Tangent is dead; long live Tangent
Having to keep things under wraps has been annoying, so I'll just get this out of the way: I'm a student, and I'm the maintainer of Tangent. The rest of this is about what Tangent was and what it will be.
The precursor to Tangent was SchoolHub. The idea was good: a hub for school. The execution wasn't.

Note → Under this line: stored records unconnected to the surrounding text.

PR #50, opened 2016-12-08
Support display_name in AIM, translated into APIC nameAlias

ivar-lazzaro:


aim/agent/aid/universes/aci/converter.py
```diff
@@ -720,6 +728,9 @@ def convert(self, aim_objects):
                     continue
                 is_pre = getattr(object, 'pre_existing', False)
                 is_mon = getattr(object, 'monitored', False)
+                if 'display_name' in object.__dict__:
+                    object.__dict__['name_alias'] = object.display_name
```
amittbose: Hopefully we will never have an AIM attribute called "name_alias" or an ACI attribute called "displayName"

PR #51, opened 2016-12-10
Propagate object status to the proper relatives

ivar-lazzaro:
- When sync status goes to FAILED, propagate to all the children
  recursively;
- When sync status goes to PENDING, propagate to parent (unless already
  synced) and children recursively (no object can be created without
  its parent anyways);
- When a new object is created in a subtree, apply the above.

### DIFF
--- a/aim/aim_manager.py
+++ b/aim/aim_manager.py
@@ -73,6 +73,14 @@ class AimManager(object):
                      api_res.ExternalSubnet: models.ExternalSubnet,
                      api_infra.HostLink: infra_model.HostLink}
 
+    # Build adjacency graph (Key: <ACI Resource> Value: <Key's children>)
+    _model_tree = {}
+    for klass in _db_model_map:
+        try:
+            _model_tree.setdefault(klass._tree_parent, []).append(klass)
+        except AttributeError:
+            pass
+
     def __init__(self):
         # TODO(amitbose): initialize anything we need, for example DB stuff
         self._resource_map = {}
@@ -102,8 +110,10 @@ class AimManager(object):
                     attr_val = self._extract_attributes(resource, "other")
                     db_obj.from_attr(context.db_session, attr_val)
             db_obj = db_obj or self._make_db_obj(context.db_session, resource)
-            context.db_session.add(db_obj)
             self._add_commit_hook(context.db_session)
+            context.db_session.add(db_obj)
+            # Propagate sync status to neighbor objects
+            self.set_resource_sync_pending(context, resource)
             return self.get(context, resource)
 
     def update(self, context, resource, **update_attr_val):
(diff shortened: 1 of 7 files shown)


aim/aim_manager.py
```diff
@@ -117,8 +127,6 @@ def update(self, context, resource, **update_attr_val):
         made to the database.
         """
         self._validate_resource_class(resource)
-        if not update_attr_val:
```
amittbose: Was this removed so that the sync status can be set to pending even with a no-op update?

aim/aim_manager.py
```diff
@@ -235,25 +243,68 @@ def update_status(self, context, resource, status):
...
+                # Change parent first
+                parent_klass = resource._tree_parent
+                if parent_klass:
+                    identity = {v: resource.identity[i]
+                                for i, v in enumerate(
+                        parent_klass.identity_attributes)}
+                    # Send an empty update instead of simply recurring this
+                    # method. By doing this, we make sure that the resource
+                    # is re-added to the hash tree
+                    self.set_resource_sync_pending(context,
```
amittbose: code doesn't match the comment above

aim/aim_manager.py
```diff
@@ -73,6 +73,14 @@ class AimManager(object):
                      api_res.ExternalSubnet: models.ExternalSubnet,
                      api_infra.HostLink: infra_model.HostLink}
 
+    # Build adjacency graph (Key: <ACI Resource> Value: <Key's children>)
+    _adjacency_graph = {}
```
amittbose: this is just a tree, not really an adjacency graph

aim/api/status.py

The first version taught me about coding with Svelte(Kit), running on Cloudflare Pages, tracking and syncing data, and integrating with StudentVue and Schoology, but its features were lacking:
- A "chat" based on Supabase that didn't sync to another platform or have notifications
- A "class page" that just had basic info, a grades breakdown, and a link to that class's "chat"
- A "watch syncer" that only I could use to sync the schedule and weather
Then I decided to rewrite the whole thing with a different set of features:
- A "home page" with dynamic links for the current class
- A "grade page" linked from the home page that breaks your grade down
- A dedicated AI page with GPT-3.5, GPT-4, and Gemini 1 Pro
- "The Scan", a collection of all students with inferred schedules and other info
Can you guess which one got SchoolHub killed?

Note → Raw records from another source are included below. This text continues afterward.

PR #52, opened 2016-12-14
Only use apic_system_id config option in the infra CLI script

ivar-lazzaro:
Remove dependency from that config everywhere else

### DIFF
--- a/aim/config.py
+++ b/aim/config.py
@@ -32,12 +32,6 @@ from aim import exceptions as exc
 
 LOG = logging.getLogger(__name__)
 
-global_opts = [
-    cfg.StrOpt('apic_system_id',
-               default='openstack',
-               help="Prefix for APIC domain/names/profiles created"),
-]
-
 
 common_opts = [
     cfg.StrOpt('host', default=socket.gethostname(),
@@ -86,6 +80,7 @@ agent_opts = [
                       "situations.")),
 ]
 
+# TODO(ivar): move into AIM section
 event_service_polling_opts = [
     cfg.FloatOpt('service_polling_interval', default=10,
                  help=("Number of seconds or fraction of it that the polling "
@@ -122,7 +117,6 @@ class ConfigManager(object):
             apic_config.apic_opts + apic_config.apic_opts_from_ml2},
         'aim': {
             x.dest: x for x in agent_opts},
-        'default': {x.dest: x for x in global_opts},
         'aim_event_service_polling': {x.dest: x for x in
                                       event_service_polling_opts}
     }
@@ -246,8 +240,7 @@ class ConfigManager(object):
             return
         self.subs_mgr.register_callback(callback, item, group, host, version)
 
-    def get_option_and_subscribe(self, callback, item, group='default',
-                                 host=None):
+    def get_option_and_subscribe(self, callback, item, group='aim', host=None):
         host = host or self.host
         opt = self._get_option(item, group, host)
         self.option_subscribe(callback, item, group, host, opt['version'])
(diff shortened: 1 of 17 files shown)


aim/config.py
```diff
@@ -32,18 +32,6 @@
 
 LOG = logging.getLogger(__name__)
 
-global_opts = [
```
amittbose: Heads up: removing these options will break the AIM ML2 driver (driver initialize and UTs). Please be ready with follow-on patches to the ML2 driver.

ivar-lazzaro: Neutron already provides a "host" global option, this was only registered in cases where the standard Neutron config wasn't available (eg. the CLI or AIM UTs)

aim/tests/base.py
```diff
@@ -28,10 +28,18 @@
 from aim.db import api
 from aim.db import model_base
 
+
+global_opts = [
```
ivar-lazzaro: When the APICAPI config options are loaded (for testing the CLI for example) they need apic_system_id to be globally registered otherwise they will break as a consequence of their inheritance

aim/config.py
amittbose: I was mentioning [1] and [2]

[3] seems to be taking care of [1], though this patch needs work to address review comments. You still need a patch for [2]

[1] http://git.openstack.org/cgit/openstack/group-based-policy/tree/gbpservice/neutron/plugins/ml2plus/drivers/apic_aim/mechanism_driver.py#n107
[2] http://git.openstack.org/cgit/openstack/group-based-policy/tree/gbpservice/neutron/tests/unit/plugins/ml2plus/test_apic_aim.py#n96
[3] https://review.openstack.org/#/c/412022/

aim/config.py
```diff
@@ -84,8 +72,12 @@
     cfg.BoolOpt('recovery_restart', default=True,
                 help=("Set to True if you want the agents to exit in critical "
                       "situations.")),
+    cfg.StrOpt('aim_service_identifier', default=socket.gethostname(),
+               help="(NODB) Identifier for this specific AID service, "
```
amittbose: In this is something that is relevant to the end user, the one is may chaneg this option? Should it be in the help string at all? If you really want to put it there, perhaps something more readable like "Not persisted in database" at the end of the text will be better

etc/aim/aimctl.conf
```diff
@@ -0,0 +1,60 @@
+[DEFAULT]
+apic_system_id=openstack
+
+
+[apic]
+# The following snippet is derived from the APICAPI conf file
+# Hostname:port list of APIC controllers
+# apic_hosts = 1.1.1.1:80, 1.1.1.2:8080, 1.1.1.3:80
```
amittbose: Putting these options in the sample config file is just confusing. I think they should be removed.

aim/config.py
ivar-lazzaro: [0] should now address both cases

[0] https://review.openstack.org/#/c/412022/

aim/config.py
ivar-lazzaro: I think it is relevant for operators that need to know whether a restart is required or not while changing an option. I haven't opted for something more readable because we will have to copy-paste this string for every non persistent option.

etc/aim/aimctl.conf
ivar-lazzaro: ok will do

aim/config.py
amittbose: If the important thing about these options is whether restart is required or not, then the help string should mention that instead of what looks like an implementation detail. Also, as I understand, the help string is for human consumption, so perhaps human readability should be given more weightage.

So that was how Tangent was born. It swung in the opposite direction - I added as many redundancy and security measures as I could. It was probably overkill when it was more or less "SchoolHub minus The Scan".
I added more features that were ambitious at the time. Things got boring. I started feeling lonely. One day, I felt alienated enough to start philosophizing about myself and the future of Tangent, and over the course of a few more days I came up with a plan.
Deciding on Tangent's trajectory was hard. "Tangential to your school experience" definitely worked, but I needed to move past it. I had to question what Tangent's point was and how to best model both a collection of small utilities and a unified class overview. I ended up inspired by Steve Jobs' legacy and Anura's design, and decided that the next version of Tangent would be a computer.
When Steve Jobs said "[the computer is] the equivalent of a bicycle for our minds", he was referring to a plot that shows Man on Bicycle requiring only 1.5 cal/g/km, the least on the plot. Tangent as a computer is inspired by the same notion of efficiency. It'll primarily include tools to help you understand, comprehend, and remember, but it'll also be much more efficient to use Tangent to read a technical explanation or run a program you wrote than to try to figure out what method hasn't been blocked by your school in their hatred of code. The filtering I'm under even has a specific categorization so IT can block all platforms where you can make free websites!
Tangent as a computer will also be a lot more open. I expect this to be hard, as implementing different protocols and triaging what can and can't be open sourced always is, but I think I'll have the time to make it work. Tangent will be ready next year.